Final answer:
To calculate the current price of the bond, use the present value formula. Calculate the Macaulay duration by finding the present value of each cash flow and multiplying it by the time it is received.
Step-by-step explanation:
To calculate the current price of the bond, we can use the present value formula. The bond pays an annual coupon of 6%. Let's assume the face value is $1000. The bond pays coupon monthly, so the monthly coupon payment is (0.06/12) * 1000 = $5. The bond has a 10-year maturity, so the total number of coupon payments is 10 * 12 = 120. The current price of the bond can be calculated as the present value of all the future cash flows (coupon payments and face value). Using a discount rate of 4%, we can use the present value formula to find the current price. The formula is: Current Price = (Coupon Payment / Discount Rate) * (1 - (1 + Discount Rate)^-n) + (Face Value / (1 + Discount Rate)^n) where n is the number of periods. Plugging in the values, we get: Current Price = (5 / 0.04) * (1 - (1 + 0.04)^-120) + (1000 / (1 + 0.04)^120) = $936.09.

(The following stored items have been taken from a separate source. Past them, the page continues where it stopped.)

PR #894, opened 2022-04-13
Add login with proton

cquintana92:
This PR adds the following features:

1. OAuth support for connecting to Proton
2. New variables for configuring the OAuth access
3. A new button for Login with Proton
4. A new settings section for linking / unlinking your Proton account


app/auth/views/proton.py
```diff
@@ -0,0 +1,119 @@
...
+        authorization_response=request.url,
+        verify=PROTON_VALIDATE_CERTS,
+        method="GET",
+        include_client_id=True,
+    )
+    credentials = convert_access_token(token["access_token"])
+    action = get_action_from_state()
+
+    client_original_ip = get_client_ip()
+    proton_client = HttpProtonClient(
```
nguyenkims, line 103: I wonder if we can use a Procedural approach here instead (i.e. not based on classes)? I feel the logic can be better followed and it is the current approach used in the repo. 

For example, we can have a method that handles the "login" action and another for the "link" action. All the logic can happen in these methods, eventually with some helper method. We can always isolate and test the helper method without using dependency injection. What do you think?

app/proton/proton_callback_handler.py
```diff
@@ -0,0 +1,230 @@
...
+
+PROTON_PARTNER_ID = 1
+
+
+class Action(enum.Enum):
+    Login = 1
+    Link = 2
+
+
+@dataclass
```
nguyenkims, line 20: 👌 for using dataclass

app/proton/proton_callback_handler.py
```diff
@@ -0,0 +1,230 @@
...
+                partner_id=PROTON_PARTNER_ID,
+            )
+            if other_partner_user is not None:
+                PartnerUser.delete(other_partner_user.id)
+
+            return link_user(proton_user, current_user)
+
+
+def process_case(
+    proton_user: ProtonUser, action: Action, current_user: Optional[User]
```
nguyenkims, line 207: Nits: should `current_user` be renamed to `sl_user` as above methods use this naming?

app/utils.py
```diff
@@ -101,6 +101,10 @@ def query2str(query):
     return query.statement.compile(compile_kwargs={"literal_binds": True})
 
 
+def parse_querystring(query: str) -> dict:
```
nguyenkims, line 104: Nits: this method is small enough so I think we can use `urllib.parse.parse_qs(query)` directly :)

nguyenkims (commented):
The PR looks good! 

I just left some comments, some are just nitpickings. I'd insist on using a procedural style for handling the callback as it's more consistent with the existing code and the logic is easier to check.

app/auth/views/proton.py
```diff
@@ -0,0 +1,119 @@
...
+_authorization_base_url = PROTON_BASE_URL + "/oauth/authorize"
+_token_url = PROTON_BASE_URL + "/oauth/token"
+
+# need to set explicitly redirect_uri instead of leaving the lib to pre-fill redirect_uri
+# when served behind nginx, the redirect_uri is localhost... and not the real url
+_redirect_uri = URL + "/auth/proton/callback"
+
+
+def get_client_ip() -> Optional[str]:
+    if request.environ.get("HTTP_X_FORWARDED_FOR") is None:
```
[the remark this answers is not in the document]
acasajus: Ah, we didn't realize `Werkzeug` takes care of this. In that case we should indeed use `request.remote_address`

app/auth/views/proton.py
```diff
@@ -0,0 +1,119 @@
...
+        return Action.Link
+    raise Exception(f"Unknown action in state: {oauth_action}")
+
+
+@auth_bp.route("/proton/login")
+def proton_login():
+    if PROTON_CLIENT_ID is None or PROTON_CLIENT_SECRET is None:
+        return redirect(url_for("auth.login"))
+
+    next_url = request.args.get("next")
```
acasajus, line 61: To prevent redirecting outside SL:

```suggestion
    next_url = sanitize_next_url(request.args.get("next"))
```

app/auth/views/proton.py
```diff
@@ -0,0 +1,119 @@
...
+        redirect_uri = _redirect_uri + "?next=" + encode_url(next_url)
+    else:
+        redirect_uri = _redirect_uri
+
+    proton = OAuth2Session(PROTON_CLIENT_ID, redirect_uri=redirect_uri)
+    authorization_url, state = proton.authorization_url(_authorization_base_url)
+
+    # State is used to prevent CSRF, keep this for later.
+    session["oauth_state"] = state
+    session["oauth_flow_state"] = json.dumps({"action": extract_action().value})
```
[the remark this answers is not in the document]
acasajus: we could directly do 
```suggestion
    session["oauth_action"] = extract_action().value
```

app/models.py
```diff
@@ -2983,4 +2986,32 @@ def extend_subscription(
...
+class PartnerApiToken(Base, ModelMixin):
+    __tablename__ = "partner_api_token"
+
+    token = sa.Column(sa.String(32), unique=True, nullable=False)
+    partner_id = sa.Column(sa.BigInteger, unique=False, nullable=False)
+    expiration_time = sa.Column(ArrowType, unique=False, nullable=True)
+
+
+class PartnerUser(Base, ModelMixin):
+    __tablename__ = "partner_user"
```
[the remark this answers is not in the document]
acasajus: Isn't social auth deprecated?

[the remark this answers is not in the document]
nguyenkims: Yes this class is deprecated.

app/auth/views/proton.py
acasajus: I would keep it as it is to start homogenizing it with the rest of the proton codebase. Going back and forth between sl and proton gets confusing. In the rest of the codebase we use interfaces a lot. Afaik this is the only way to implement interfaces in python and have the type checks pass.

app/auth/views/proton.py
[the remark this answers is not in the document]
cquintana92: Changed it for using `flask_limit.utils.get_remote_address`

migrations/versions/2022_041211_5269e8c2c2c9_.py
```diff
@@ -0,0 +1,78 @@
...
+
+# revision identifiers, used by Alembic.
+revision = '5269e8c2c2c9'
+down_revision = 'b500363567e3'
+branch_labels = None
+depends_on = None
+
+
+def upgrade():
+    op.execute(
```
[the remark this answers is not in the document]
cquintana92: Changed it to alembic syntax

templates/dashboard/setting.html
```diff
@@ -208,6 +208,33 @@
     </div>
     <!-- END Change email -->
 
+    <!-- Connect with Proton -->
+    {% if connect_with_proton %}
```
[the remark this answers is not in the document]
cquintana92: Fixed the indentation

templates/auth/login.html
```diff
@@ -13,36 +13,44 @@
...
 
-  <form class="card" style="border-radius: 2%" method="post">
-    {{ form.csrf_token }}
-    <div class="card-body p-6">
-      <h1 class="card-title">Welcome back!</h1>
-      <div class="form-group">
-        <label class="form-label">Email address</label>
-        {{ form.email(class="form-control", type="email", autofocus="true") }}
-        {{ render_field_errors(form.email) }}
+  <div class="card" style="border-radius: 2%">
```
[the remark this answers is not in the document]
cquintana92: Fixed the indentation

templates/dashboard/setting.html
```diff
@@ -208,6 +208,33 @@
...
+                <a
+                    class="btn btn-primary mt-2"
+                    style="border-color:#6d4aff;background-color:white;color:#6d4aff"
+                    href="{{ url_for('dashboard.unlink_proton_account') }}"
+                >Unlink account</a>
+            {% else %}
+                <div class="mb-3">
+                    You can connect your Proton account with your SimpleLogin one. <br>
+                </div>
+                <a class="btn btn-primary mt-2" style="border-color:#6d4aff;background-color:white;color:#6d4aff" href="{{ url_for("auth.proton_login", action="link") }}">Connect with Proton</a>
```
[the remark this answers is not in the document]
cquintana92: Created a CSS class for the Proton button

app/models.py
```diff
@@ -2983,4 +2986,32 @@ def extend_subscription(
...
+
+    user_id = sa.Column(sa.BigInteger, unique=False, nullable=False)
+    partner_id = sa.Column(sa.BigInteger, unique=False, nullable=False)
+    partner_email = sa.Column(sa.String(255), unique=False, nullable=True)
+
+
+class PartnerAuditAction(EnumE):
```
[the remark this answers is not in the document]
cquintana92: No, it's not used yet. I created it in case we added the PartnerAudit in this PR, but it can be created when the need comes. Removed it.

app/proton/proton_client.py
```diff
@@ -0,0 +1,169 @@
...
+    plan: ProtonPlan
+
+
+@dataclasses.dataclass
+class AccessCredentials:
+    access_token: str
+    session_id: str
+
+
+def convert_access_token(access_token_response: str) -> AccessCredentials:
```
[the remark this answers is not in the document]
cquintana92: Documented and tested

app/auth/views/proton.py
acasajus: It's not php or js pattern, having interfaces is a quite common way of having extensible logic in almost all languages. It's not used in the backend but in all the big codebases in proton. backend, web, ios, android... we have this as a common way of doing things.

Even if switching codebases is less frequent, its good that they share a way of doing things. This allows people to read and follow other codes consistently.

app/proton/proton_callback_handler.py
cquintana92: In this case, the `current_user` references to the "currently logged-in user".

When the code from this function branches depending on the action, it either remains as `current_user` (because it represents the currently logged-in user, or it disappears and then the retrieving process from the DB for obtaining the `sl_user` happens.

app/auth/views/proton.py
cquintana92: Changed it, nice catch

app/models.py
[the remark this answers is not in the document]
cquintana92: Also, shouldn't the constraint be added to the migration rather than the model?

app/utils.py
cquintana92: Removed it

app/auth/views/proton.py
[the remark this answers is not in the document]
cquintana92: Changed it, now we store the action directly

app/auth/views/proton.py
```diff
@@ -0,0 +1,108 @@
...
+    authorization_url, state = proton.authorization_url(_authorization_base_url)
+
+    # State is used to prevent CSRF, keep this for later.
+    session["oauth_state"] = state
+    session["oauth_action"] = extract_action().value
+    return redirect(authorization_url)
+
+
+@auth_bp.route("/proton/callback")
+def proton_callback():
```
nguyenkims, line 67: As I understand, this callback is used for both logging user and linking user right? In this case, maybe the code can be easier to read if we have something like:

```
if current_user:
     handle_link_user()
else:
     handle_login()
```

what do you think?

migrations/versions/2022_041211_5269e8c2c2c9_.py
```diff
@@ -0,0 +1,82 @@
...
+
+# revision identifiers, used by Alembic.
+revision = '5269e8c2c2c9'
+down_revision = 'b500363567e3'
+branch_labels = None
+depends_on = None
+
+
+def upgrade():
+    partner_table = op.create_table(
```
nguyenkims, line 22: Do you know if this migration file is auto generated? In general we should try to auto generate it as much as possible and manually editing it should the last resort.

migrations/versions/2022_041211_5269e8c2c2c9_.py
```diff
@@ -0,0 +1,82 @@
...
+
+        sa.ForeignKeyConstraint(['partner_id'], ['partner.id'], ondelete='cascade'),
+        sa.ForeignKeyConstraint(['user_id'], ['users.id'], ondelete='cascade'),
+        sa.PrimaryKeyConstraint("id"),
+    )
+
+    op.add_column('users', sa.Column('partner_id', sa.BigInteger(), nullable=True, server_default=None))
+    op.add_column('users', sa.Column('partner_user_id', sa.String(128), nullable=True, server_default=None))
+
+    op.execute(
```
nguyenkims, line 68: Self hosting user wouldn't need proton so we can remove it here I think.

partner_manager.py
```diff
@@ -0,0 +1,89 @@
...
+import sys
+
+from app import config
+from app.log import LOG
+from app.models import PartnerApiTokenModel, PartnerModel
+from app.utils import random_string
+from tabulate import tabulate
+
+
+def create_partner(args):
```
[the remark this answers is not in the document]
nguyenkims: cc @cquintana92 

In general I try to limit the number of files present in the root folder so a newcomer can more easily focus on the most critical entry points. For utility cli, I think we can group them into a file in `app/`

app/auth/views/proton.py
nguyenkims: I tried to read the code again and it's really hard to follow the logic as the call stack is deep. I think a code should be optimised for simplicity as it'd allow greater flexibility and maintainability in the future. 

The debate about object oriented vs procedural is actually useless. A procedural code can be also be as complex as object-oriented one if done wrong.

At some point, it's up to the engineering team to maintain the code base and I won't have the time to do code review so the decision of what pattern used is up to you.

nguyenkims (commented):
I just left some thoughts, some are just suggestions. Let's wrap this one quickly so we can deploy it on staging and run some more thorough tests.

partner_manager.py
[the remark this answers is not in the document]
cquintana92: We're not using it, so for now I've removed it until we decide how to refactor the CLI utilities :+1:

app/models.py
```diff
@@ -2992,4 +2995,27 @@ def extend_subscription(
...
+    __tablename__ = "partner"
+
+    name = sa.Column(sa.String(128), unique=False, nullable=False)
+    contact_email = sa.Column(sa.String(128), unique=True, nullable=False)
+
+
+class PartnerApiToken(Base, ModelMixin):
+    __tablename__ = "partner_api_token"
+
+    token = sa.Column(sa.String(32), unique=True, nullable=False)
```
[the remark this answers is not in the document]
cquintana92: It's a token that we will be generating on the backend, so we will control the length. 32^62 (a-zA-Z0-9) provides quite a good entropy :+1:

app/auth/views/proton.py
cquintana92: The initial logic for handling the request is the same in both cases, until we call the `ProtonCallbackHandler`.

The code inside the `ProtonCallbackHandler` already determines which case we're dealing with (and performs the `if` by checking also the `action` that we have stored in the state):
https://github.com/cquintana92/app/blob/feature/add-login-with-proton/app/proton/proton_callback_handler.py#L209

migrations/versions/2022_041211_5269e8c2c2c9_.py
cquintana92: We will need to make sure we mark somehow the Proton entry so the partner id matches:
https://github.com/cquintana92/app/blob/feature/add-login-with-proton/app/proton/proton_callback_handler.py#L12

Or provide a deterministic method for retrieving that entry in the `proton_callback_handler.py` file. Do we have an implementation like that anywhere in the code?

app/models.py
```diff
@@ -2992,4 +2995,27 @@ def extend_subscription(
         )
 
 
+class Partner(Base, ModelMixin):
+    __tablename__ = "partner"
+
+    name = sa.Column(sa.String(128), unique=False, nullable=False)
```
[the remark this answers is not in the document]
cquintana92: Changed

migrations/versions/2022_041211_5269e8c2c2c9_.py
cquintana92: I've added a check that only adds the Proton partner if the `CONNECT_WITH_PROTON` variable is set

app/auth/views/proton.py
nguyenkims: Yeah I saw that too, I just think once we have proton user data, it's maybe easier to read if we separate these 2 cases in the endpoint code directly (and not inside the ProtonCallbackHandler.handle -> process_case which adds additional call stack). This is totally optional.

migrations/versions/2022_041211_5269e8c2c2c9_.py
nguyenkims: No no, we should never change the database by hand :D. Everytime we need to make a change, we modify models.py and let alembic generate the necessary migration files. The database generation is only called once we are sure about the model changes so the dev flow is usually like:

1. make necessary change in models.py to support the new feature
2. run new-migration.sh to generate the migration file and run the migration via `alembic upgrade head`
3. continue working on other parts of the app. If we realized that the model change isn't right here, we need to revert the change in the database by `alembic downgrade -1` and starts from step 1 over again.

migrations/versions/2022_041211_5269e8c2c2c9_.py
nguyenkims: The migration code is quite special and I suggest not to modify it and leave alembic to generate it. The migration should only focus on the database structure and not add/remove data. 

I think we'll add the partner manually when we deploy the code (this operation is to be done once anyway) so we don't need to do that in the migration.

app/auth/views/proton.py
acasajus: I agree, the sooner we separate the logic flows the easier is to read.

migrations/versions/2022_041211_5269e8c2c2c9_.py
acasajus: If models is the source of truth we need to add a fixture to the tests since the tests don't run the migrations.

nguyenkims: In tests, the database is created via https://github.com/simple-login/app/blob/b9d26d46f6d5e2f4ba823d5ecbf93ccfbb17a96f/tests/conftest.py#L37
 which is also based on models.py

acasajus: Yes, I meant that alembic migrations aren't run in tests. DB is derived from models as you say :)

nguyenkims: The database migration model comes from Django which comes from RoR I believe. It offers a great productivity as we don't have to write sql migration scripts.

As a side note, I wrote a migration library for mysql that's based on SQL files and the migration is actually the source of truth https://pypi.org/project/migration-sql/. Of course no one uses it :D.

acasajus: We should make sure the tests run the migrations just to make sure we don't have anything broken. We could use the models to generate the migrations, but then run the tests with the migrations to make sure we won't break production.

nguyenkims: That's indeed a good idea, I created this PR for using the migration everywhere and remove the shortcut `Base.metadata.create_all(engine)`

acasajus: :+1:

templates/auth/login.html
```diff
@@ -13,36 +13,44 @@
...
 
+        <div class="form-footer">
+          <button type="submit" class="btn btn-primary btn-block">Log in</button>
+        </div>
 
+      </form>
+      {% if connect_with_proton %}
+        <div class="text-center my-2 text-gray"><span>or</span></div>
+        <a class="btn btn-primary btn-block mt-2" style="border-color:#6d4aff;background-color:white;color:#6d4aff" href="{{ url_for("auth.proton_login") }}">Log in with Proton</a>
+        <div class="text-center my-2 text-gray"><span>SimpleLogin and ProtonMail have joined forces to protect your inbox from spam and phising. <br /><a href="https://simplelogin.io/blog/simplelogin-join-proton/">Read more</a></span></div>
```
nguyenkims, line 49: As seen with Andy, we can remove this section "SimpleLogin and ProtonMail have joined forces ..." to not overcharge the login screen :)

templates/auth/login.html
```diff
@@ -13,36 +13,44 @@
...
+            </a>
+          </div>
+        </div>
 
+        <div class="form-footer">
+          <button type="submit" class="btn btn-primary btn-block">Log in</button>
+        </div>
 
+      </form>
+      {% if connect_with_proton %}
```
nguyenkims, line 46: can we also add "Sign up with Proton" on the sign up page which works similarly to this?

migrations/versions/2022_050411_5269e8c2c2c9_.py
```diff
@@ -0,0 +1,86 @@
+"""Create partner tables and add the partner_id column to users
```
nguyenkims, line 1: Do you know if this file is generated using alembic?

migrations/versions/2022_050411_5269e8c2c2c9_.py
```diff
@@ -0,0 +1,86 @@
...
+
+        sa.ForeignKeyConstraint(['partner_id'], ['partner.id'], ondelete='cascade'),
+        sa.ForeignKeyConstraint(['user_id'], ['users.id'], ondelete='cascade'),
+        sa.PrimaryKeyConstraint("id"),
+    )
+
+    op.add_column('users', sa.Column('partner_id', sa.BigInteger(), nullable=True, server_default=None))
+    op.add_column('users', sa.Column('partner_user_id', sa.String(128), nullable=True, server_default=None))
+
+    if CONNECT_WITH_PROTON:
```
nguyenkims, line 71: I think we can remove this as a migration should only contain with DDL (CREATE, DROP, ALTER) and not DML (SELECT, INSERT, UPDATE, DELETE). We can manually create a partner when we enable login with proton.

nguyenkims (commented):

templates/auth/login.html
cquintana92: Text removed

templates/auth/login.html
cquintana92: Button added. It calls to the exact same code, as from the oauth perspective the logic is the same in both the login and create account (if you try to log in with proton and you don't have a SimpleLogin account, one will be created for you).

migrations/versions/2022_050411_5269e8c2c2c9_.py
cquintana92: Okay, I'll then remove the hardcoded Proton partner id and run a query on runtime

cquintana92: Removed the hardcoded Proton partner id. We will need to manually create the partner on the database

app/proton/proton_callback_handler.py
```diff
@@ -0,0 +1,230 @@
...
+        PartnerUser.create(
+            user_id=sl_user.id,
+            partner_id=PROTON_PARTNER_ID,
+            partner_email=proton_user.email,
+        )
+        Session.commit()
+
+
+class ClientMergeStrategy:
+    __metaclass__ = ABCMeta
```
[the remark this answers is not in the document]
cquintana92: IIRC, Having it like this allows us to have an abstract constructor, but not invokable directly so we cannot build instances of the abstract base class

app/proton/proton_callback_handler.py
```diff
@@ -0,0 +1,230 @@
...
+
+    @abstractmethod
```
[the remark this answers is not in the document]
cquintana92: Because they use that same constructor (all have the same), but this init (the one of the base class) is not invokable directly

app/proton/proton_callback_handler.py
```diff
@@ -0,0 +1,230 @@
...
+
+class UnexistantSlClientStrategy(ClientMergeStrategy):
+    def process(self) -> ProtonCallbackResult:
+        # Will create a new SL User with a random password
+        new_user = User.create(
+            email=self.proton_user.email,
+            name=self.proton_user.name,
+            partner_user_id=self.proton_user.id,
+            partner_id=PROTON_PARTNER_ID,
+            password=random_string(20),
```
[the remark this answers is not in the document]
cquintana92: That would leave the door open to some user trying to log in with an empty password having a successful login process, right?

migrations/versions/2022_050411_5269e8c2c2c9_.py
cquintana92: This is the migration that was written by hand (writing raw SQL) and then moved to alembic

app/proton/proton_callback_handler.py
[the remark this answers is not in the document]
nguyenkims: I'm not sure to understand ... What do you mean by "invokable directly" ? We still create instance of children classes right?

app/proton/proton_callback_handler.py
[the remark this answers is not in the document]
nguyenkims: That's covered in PasswordOracle.check_password() but that's indeed an interesting point.

templates/auth/register.html
```diff
@@ -48,6 +48,11 @@ <h1 class="card-title">Create new account</h1>
       <div class="mt-2">
         <button type="submit" class="btn btn-primary btn-block">Create Account</button>
       </div>
+
+      {% if connect_with_proton %}
+        <div class="text-center my-2 text-gray"><span>or</span></div>
+        <a class="btn btn-primary btn-block mt-2 proton-button" href="{{ url_for("auth.proton_login") }}">Sign up with Proton</a>
+      {% endif %}
```
nguyenkims, line 55: In login.html, it seems that we need to move this button out of the <form> but we don't need to do it here, is this normal?

acasajus: If a user doesn't have a SL account but does have a proton one, they may think that they need to create an account first. We could also replace the button for a small text with an explanation like 'If you have a proton account just log in'. Or do would you prefer to remove this entirely?

app/proton/proton_callback_handler.py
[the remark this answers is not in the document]
acasajus: This prevents directly creating an instance of `ClientMergeStrategy` but not of the children.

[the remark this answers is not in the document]
cquintana92: I've updated the code and made the check more explicit

templates/auth/register.html
nguyenkims: I think we don't need to mention this to not overcharge the UI and both buttons have the same logic behind anw.

app/auth/views/proton.py
```diff
@@ -0,0 +1,114 @@
...
+        PROTON_BASE_URL, credentials, get_remote_address(), verify=PROTON_VALIDATE_CERTS
+    )
+    handler = ProtonCallbackHandler(proton_client)
+
+    if action == Action.Login:
+        res = handler.handle_login()
+    elif action == Action.Link:
+        res = handler.handle_link(current_user)
+    else:
+        raise RuntimeError(f"Unknown Action: {action.name}")
```
nguyenkims, line 102: Do you know why we use RuntimeError here? Maybe a normal exception is enough?

cquintana92: Changed it for an `Exception`

app/proton/proton_callback_handler.py
```diff
@@ -0,0 +1,230 @@
...
+from dataclasses import dataclass
+from flask import url_for
+from typing import Optional
+
+from app.db import Session
+from app.models import User, PartnerUser
+from app.proton.proton_client import ProtonClient, ProtonUser
+from app.utils import random_string
+
+PROTON_PARTNER_ID = 1
```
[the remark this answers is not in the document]
cquintana92: I've removed the global `PROTON_PARTNER_ID` and now perform a cached query whenever we need it

app/auth/views/proton.py
cquintana92: Pushed the changes to separate the cases on the controller level

nguyenkims (approved):
Well done with this important PR!

app/models.py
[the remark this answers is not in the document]
cquintana92: Constraint added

To calculate the Macaulay duration of the bond, we need to find the present value of each cash flow and multiply it by the time it is received. The Macaulay duration is the weighted average time until the cash flows are received. We can use the same discount rate of 4% to find the present value of each cash flow and multiply it by the corresponding time period. Summing these values gives us the Macaulay duration. Modified convexity is a measure of the sensitivity of the bond's price to changes in interest rates. It can be calculated using the formula: Modified Convexity = (1 / Current Price) * (Sum of (Present Value * Time Period^2)). Using the same discount rate of 4%, we can find the present value of each cash flow and calculate the modified convexity using the formula. Estimate the price of the bond when the annual effective yield rate is raised to 4.8% using second-order approximation.